**THE TASK:** Take the records below and print them verbatim up to and including the line that carries "Camper Refund/Cancellation page".

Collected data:
PR #281, opened 2023-06-20
feat: camper selection frontend

derrick-yyang:
## Notion ticket link

[Cancellation-Refund-Camper-Selection-Page](https://www.notion.so/uwblueprintexecs/Cancellation-Refund-Camper-Selection-Page-All-states-9740991233214020bea547b8ae12294e)

## Implementation description
* Implemented the Camper Refund/Cancellation page
* Interacts with backend to pull data with respect to the `refundCode` in the URL and displays the available refund options
**Quick Note:** PR is not finished, still need PM or designer opinion on grouping sessions per name.

## Steps to test
1. Run the app locally and go to `localhost:3000/refund/<any-string>`. The string after refund can be anything for now, the backend will accept any string and will return the same test data
2. Check the validity of the states in each card
3. Check that the cost and numbers are correct
4. Check mobile screen sizes and verify it's what we want according to the figma

* Any styling requests?
* Double check the coding style/design to see if it's reusable/robust enough. I occasionally get errors due to the response from our Backend not being the format our frontend code expects so some functions fail
* **_As per the quick note above, would live an external opinion on grouping sessions under the same name. I feel some more decisions need to be made about this, like: "should all sessions under the same name be refunded all at once or not at all? Or have the option to individually be refunded?", "Do we need to change the formating of camper refund cards?" etc._**

## Checklist

### DIFF
--- a/frontend/src/components/pages/CamperRefundCancellation/CamperRefundFooter.tsx
+++ b/frontend/src/components/pages/CamperRefundCancellation/CamperRefundFooter.tsx
@@ -1,0 +1,34 @@
+import React from "react";
+import { Flex, Button } from "@chakra-ui/react";
+
+const CamperRefundFooter = (props:any): React.ReactElement => {
+
+  return (
+    <Flex
+    color="#FFFFFF"
+    justify="flex-end"
+    position="fixed"
+    width="100%"
+    height="7%"
+    bottom="0"
+    alignItems="flex-end"
+    backgroundColor="#FFFFFF"
+    borderTop="2px solid #EEEFF1"
+    >
+      <Button
+        width="auto"
+        height="48px"
+        variant="primary"
+        background={
+          true ? "primary.green.100" : "primary.green_disabled.100"
+        }
+        mr="50px"
+        mb="12px"
+      >
+        Request refund
+      </Button>
+    </Flex>
+  );
+};
+
+export default CamperRefundFooter;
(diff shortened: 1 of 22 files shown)


NathanSouphanthong (approved):
LGTM

frontend/src/components/pages/CamperRefundCancellation/CamperRefundInfoCard.tsx
```diff
@@ -0,0 +1,222 @@
...
+        dates.push(new Date(date));
+      });
+    });
+
+    // sort the dates and find the first session
+    dates.sort((a, b) => a.getTime() - b.getTime());
+    const firstDate = dates[0];
+    const thirtyDays = 30 * 24 * 60 * 60 * 1000;
+
+    return new Date().getTime() - firstDate.getTime() >= thirtyDays;
```
braydenatnimble, line 93: believe we want to switch this to:
`return (firstData.getTime() - new Date().getTime()) >= thirtyDays`

The current implementation displays both cards as invalid refunds even though the dates are > 30 days away.

braydenatnimble, line 93: nit: while you're here might as well declare this as a const "TODAY" (or similar)
- less magic numbers the better

frontend/src/components/pages/CamperRefundCancellation/CamperRefundFooter.tsx
```diff
@@ -0,0 +1,31 @@
+import React from "react";
+import { Flex, Button } from "@chakra-ui/react";
+
+const CamperRefundFooter = (props: any): React.ReactElement => {
+  return (
```
braydenatnimble, line 5: Formatting issue: 
Current implementation has the button un-centered. My suggestion:
1) Change alignItems="flex-end" to alignItems="center" on the flex box
2) remove right margin (mr="50px") on the button itself

BraydenRoyston (approved):
Looking good locally with a few minor changes.

Approved once those minor comments are addressed. Good stuff!

PR #295, opened 2023-08-04
Derrick catherine/send data on request refund

derrick-yyang:
## Notion ticket link

No notion link, was follow up changes from RefundCancellation ticket

## Implementation description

**PROBLEM SOLUTION:**
PR #281, opened 2023-06-20
feat: camper selection frontend

derrick-yyang:
## Notion ticket link

[Cancellation-Refund-Camper-Selection-Page](https://www.notion.so/uwblueprintexecs/Cancellation-Refund-Camper-Selection-Page-All-states-9740991233214020bea547b8ae12294e)

## Implementation description
* Implemented the Camper Refund/Cancellation page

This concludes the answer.